# Disappointing Blue Chip Earnings Reports Send Wall Street Lower



## jet-r (21 January 2006)

21-Jan: The US market ended the week with heavy losses, as both GE and Citigroup failed to meet investor expectations in their latest earnings reports.

Despite an increase in sales, Motorola was also unable to satisfy investors after producing a reduced profit outlook.

A sharp rise in energy prices compounded the impact of the results.

The Dow finished trade down 1.59 per cent, the S & P 500 ended 1.5 per cent lower and the Nasdaq slumped 2.01 per cent.

The yield on the 10 year treasury note ended the week down at 4.36 per cent.

Crude Oil was up $1.46 to $68.65 on the back of increasing concerns about Iran's proposed reumption of the use of nuclear weaponry and threats of a terrorist attack on the US in the latest Al-Qaeda reocrdings.

In Japan, the Nikkei finished trade steday, follwing a week of fluctuations that saw the index lose over 300 points in a single day before a quick recovery compensated for the losses.

The other Asian markets were mixed, with the Hang Seng down 0.05 per cent and Straights Times up 10 points.

In Europe, the Markets finished trade lower.

Germany's DAX 30 index was the hardest hit, shedding 1.51 per cent, France's CAC 40 index was down by 0.84 percent and in the UK's FTSE 100 index dipped 0.37 per cent.


This is the second lots of bluechip earning disappointment in one week.
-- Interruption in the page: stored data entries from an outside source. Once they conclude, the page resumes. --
PR #1513, opened 2026-08-29
Add BMO e2e fixture test Prow presubmit (Jenkins)

Ahmedaltu:
Adds `metal3-bmo-e2e-fixture-test-optional-pull`, a new Jenkins-backed
Prow presubmit for baremetal-operator that runs the e2e fixture suite
(`make docker && make test-e2e` against `test/e2e/config/fixture.yaml`),
mirroring what `.github/workflows/e2e-fixture-test.yml` already does
on GitHub Actions.

Part of #1448 (move BMO e2e off GitHub Actions onto Jenkins/OCI).

### DIFF
--- a/jenkins/jobs/bmo_e2e_fixture_test.groovy
+++ b/jenkins/jobs/bmo_e2e_fixture_test.groovy
@@ -1,0 +1,48 @@
+// Set defaults for non-PR jobs
+def pullSha = (env.PULL_PULL_SHA) ?: 'main'
+def pullBase = (env.PULL_BASE_REF) ?: 'main'
+def repoUrl = 'https://github.com/metal3-io/baremetal-operator.git'
+// Fetch the base branch and the pullSha, nothing else
+def refspec = '+refs/heads/' + pullBase + ':refs/remotes/origin/' + pullBase + ' ' + pullSha
+
+pipeline {
+    agent { label 'metal3ci-8c32gb-ubuntu-oci' }
+    environment {
+        E2E_CONF_FILE = "${WORKSPACE}/test/e2e/config/fixture.yaml"
+        GINKGO_NODES = '1'
+        IMG = 'quay.io/metal3-io/baremetal-operator'
+        IMG_TAG = 'e2e'
+    }
+    stages {
+        stage('Checkout source code') {
+            steps {
+                deleteDir()
+                checkout scmGit(
+                    branches: [[name: pullSha]],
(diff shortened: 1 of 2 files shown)


prow/config/jobs/metal3-io/baremetal-operator.yaml
```diff
@@ -288,6 +288,15 @@ presubmits:
       jenkins_operator: oci
     always_run: false
     optional: true
+  - name: metal3-bmo-e2e-fixture-test-optional-pull
+    branches:
+    - main
+    agent: jenkins
+    labels:
+      jenkins_operator: oci
+    run_if_changed: '(test/e2e/.*|pkg/.*|internal/.*|cmd/.*|config/overlays/fixture/.*|Makefile|go\.(mod|sum))$'
```
lentzi90, line 297: I think we are missing API changes here. Maybe also some scripts that could be called from the Makefile. Perhaps a safer alternative would be to skip only if markdown files changed? These are quite cheap tests that we usually want to run (fixture are not as heavy as the "full" e2e).

jenkins/jobs/bmo_e2e_fixture_test.groovy
```diff
@@ -0,0 +1,48 @@
...
+    }
+    stages {
+        stage('Checkout source code') {
+            steps {
+                deleteDir()
+                checkout scmGit(
+                    branches: [[name: pullSha]],
+                    userRemoteConfigs: [[url: repoUrl, refspec: refspec]],
+                    extensions: [[$class: 'CleanCheckout'],
+                    [$class: 'CleanBeforeCheckout'],
```
lentzi90, line 24: Please coordinate this with @Sunnatillo so we don't end up adding more deprecated things at the same time that we remove it in https://github.com/metal3-io/project-infra/pull/1516

prow/config/jobs/metal3-io/baremetal-operator.yaml
Ahmedaltu: You are right, i will switch this to skip-if-only-markdown so it runs broadly.

jenkins/jobs/bmo_e2e_fixture_test.groovy
Ahmedaltu: I'll hold this PR until #1516 merges, then apply the deleteDir pattern.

It looks like we will have a few more of these. Get ready for a choppy period.


----------



## bullmarket (21 January 2006)

Hi jet-r

I watched Nightly Business Report on SBS this afternoon and someone mentioned that although most of the companies that have reported their full year results so far have met or exceeded market forcasts, companys' forward guidance is generally weak and that seems to be having a negative affect on the market on top of investors' sensitivity to companies missing market expected/forcast results.  Also bear in mind that General Electric being such a diverse and huge company is generally considered as a barometer for how and where the US economy is going.
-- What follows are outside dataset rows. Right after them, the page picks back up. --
PR #1524, opened 2026-09-03
add GH token to SCM steps in pipeline scripts

Rozzii:
This PR:

 - Introduces the use of an existing GitHub token for the declarative SCM steps in the pipeline scripts.

This change is needed to avoid hitting GitHub rate limit.

### DIFF
--- a/jenkins/jobs/bml_integration_tests.groovy
+++ b/jenkins/jobs/bml_integration_tests.groovy
@@ -52,7 +52,7 @@ pipeline {
                         [$class: 'CleanBeforeCheckout']
                         ],
                     submoduleCfg: [],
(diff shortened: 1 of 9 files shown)


Rozzii:
This test runs into the problem that this PR tries to solve but the CI does not inject the pipeline scripts from this PR but from main.
So the test is not relevant-

Sunnatillo (commented):
/approve

Sunnatillo:
/hold
I we need to fix all issues in one PR.

Rozzii:
> /hold I we need to fix all issues in one PR.

No need to fix everything in 1 PR. This specifically just fixes issues with the SCM step, other issues might not be in project infra.

lentzi90 (commented):
/lgtm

Another analyst on the program said that he didn't expect a recession in the US but he did mention that he was expecting the current 3.5% GDP growth to slow to about 2% in H2 2006

Imo, it's not all doom and gloom but there are warning signs and greying clouds on the horizon to keep a weather eye on.

cheers 

bullmarket


----------



## happytrader (21 January 2006)

Hi all 

I thought I might add some commonsense food for thought here. Would it not be reasonable to assume that the results of company reports are known by the people that work there and those that do business with them long before the official  'Report' is released. To that end there would also be no doubt that those with an eye and and ear out, from the storerooms, factory floor, mailroom to the boardroom have taken appropriate action already? I mean seriously wouldn't you?

Talk is often pretty cheap especially when it come to reports. 

Cheers
Happytrader


----------



## jet-r (22 January 2006)

hi happytrader,

Being an accountant myself, I think in an huge organisation like GE, it would be very difficult to guess how well the company is performing unless it is absolutely obvious. I am sure GE's income are coming from different sectors. You wont be able to find out the profit untill you have done the consolidated profit & loss statements and taken the tax implications into account.


----------



## bullmarket (22 January 2006)

hi happytrader



			
				happytrader said:
			
		

> Hi all
> 
> I thought I might add some commonsense food for thought here. Would it not be reasonable to assume that the results of company reports are known by the people that work there and those that do business with them long before the official  'Report' is released. To that end there would also be no doubt that those with an eye and and ear out, from the storerooms, factory floor, mailroom to the boardroom have taken appropriate action already? I mean seriously wouldn't you?
> 
> ...




although there might be some unofficial leaking of rumours, via after work bar talk, work lunches/functions etc etc,  from people 'in the know' to the people at the company coal face re how the company is going which may or may not confirm how those at the coal face perceive their company's performance based on their experience, but there are laws against deliberately releasing market and share price sensitive information prior to it being released to the market.  So at best, imo those at the coal face will mostly at best have a perception of how their company is going without actually being aware of actual numbers.  The 'appropriate action' you refer to could be open to being seen as insider trading and so is very risky.  But I accept some insider trading to some extent does go on prior to results being released in some cases, but by and large the broader market will be unaware of actual results numbers until they are released.  But analysts will always have forcasts and expectations of results prior to results announcements.

I also doubt very much that the employees of companies they do business with will have much of an idea if the company is going bad, unless of course it is blatantly obvious, because if a company is struggling for whatever reason they will more often than not try to hide the fact from their customers for obvious reasons.

cheers 

bullmarket


----------